Assigned task - Return every line of the data below that includes the string "stacks".

Supplied material -
PR #159, opened 2020-03-31
[IN DISCUSSION, NOT MERGE]case-lib: redirect nohup stdout and stderr to /dev/null

aiChaoSONG:
If only redirect nohup stdout to /dev/null, we will see
'nohup: redirecting stderr to stdout' message from nohup
when manually run './check-kmod-load-unload.sh -l1'.

Which will make the test log looks ugly.

### DIFF
--- a/case-lib/lib.sh
+++ b/case-lib/lib.sh
@@ -95,7 +95,7 @@ func_lib_restore_pulseaudio()
     do
         user=${line%% *}
         cmd=${line#* }
-        nohup sudo -u $user $cmd >/dev/null &
+        nohup sudo -u $user $cmd &>/dev/null &
     done
     # now wait for the pulseaudio restore in the ps process
     timeout=10


libinyang:
LGTM

aiChaoSONG:
> I don't this this patch will meet your requirement, because
> when you add '&' for nohup command it will create 'nohup.out' file for stdout & stderr

@Bin-QA Any suggestions？ because “nohup: redirecting stderr to stdout” in the test log， which makes the log ugly， and I test this pr on helios， the output of nohup disappeared.

Bin-QA:
> @Bin-QA Any suggestions？ because “nohup: redirecting stderr to stdout” in the test log， which makes the log ugly， and I test this pr on helios， the output of nohup disappeared.
because you will create 'nohup.out' at your current folder

xiulipan:
@aiChaoSONG will this bring us trouble with debug? As error message is gone

aiChaoSONG:
@Bin-QA When we run sof-test, the repo is cloned to local, so all command is running locally, then why we need a nohup here?

Bin-QA:
@aiChaoSONG because here need recreate pulseaudio command,   
Notice: here recreate pulseaudio is all command , so it is not limited the system server  
So when you  terminal quit, the command attach for your terminal will be killed  
the `nohup` command use to avoid terminal/parent process quit problem

marc-hb:
> Which will make the test log looks ugly.

Test logs are not meant to be beautiful, they have to be informative and not too noisy. That does not seem like a lot of noise, is it?

Logs that are really noisy should be redirected to a file, tests should almost never redirect anything to >/dev/null. In case of a failure any information could be useful.

I have a larger question: why is this script not using `systemctl`? https://docs.ubuntu.com/core/en/stacks/audio/pulseaudio/docs/using-pulseaudio
Is this script not running on Ubuntu?

marc-hb:
> I have a larger question: why is this script not using systemctl? https://docs.ubuntu.com/core/en/stacks/audio/pulseaudio/docs/using-pulseaudio


OK, this doc is obsolete, sorry. I found this more accurate one, tested it and verified it is up to date wrt. Ubuntu 18.04
https://www.freedesktop.org/wiki/Software/PulseAudio/Documentation/User/Running/

Why is the nohup needed at all? I ran `pulseaudio --start` over ssh with no autospawn and it worked without nohup.

Also wondering why use `kill -KILL $(ps)` instead of a simpler `pulseaudio --kill`?

Why use `ps` instead of `pulseaudio --check`?

Why try to extract command line parameters from `ps` as opposed to rely on regular config files?

Also why manually restart pulseaudio after restoring the autospawn which already starts it when needed?

aiChaoSONG:
@Bin-QA Could you please help to answer Marc's questions?

Bin-QA:
@marc-hb because we are not sure target machine how to configure the pulseaudio   
the end user (current just us) maybe not start pulseaudio or something   
so  it detect in `ps`  if target machine configure more `pulseaudio` version,   
how to trace them and restore them also is the problem (normally it will refer configure and test pulseaudio)   
we want the script in here is more common to use

marc-hb:
I'm not sure I follow, are you afraid some operating system(s) hide(s) some pulseaudio --parameters outside the normal pulseaudio configuration files?

How many different operating system versions is `sof-test` regularly used on? I didn't see any mentioned  in https://github.com/thesofproject/sof-test/blob/master/README.md

xiulipan:
@aiChaoSONG @macchian any update? Do we still need this

aiChaoSONG:
No, let's close this, the issue I want to address by this PR is not reproduced. maybe already fixed by other PR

Solution -
I have a larger question: why is this script not using `systemctl`? https://docs.ubuntu.com/core/en/stacks/audio/pulseaudio/docs/using-pulseaudio
> I have a larger question: why is this script not using systemctl? https://docs.ubuntu.com/core/en/stacks/audio/pulseaudio/docs/using-pulseaudio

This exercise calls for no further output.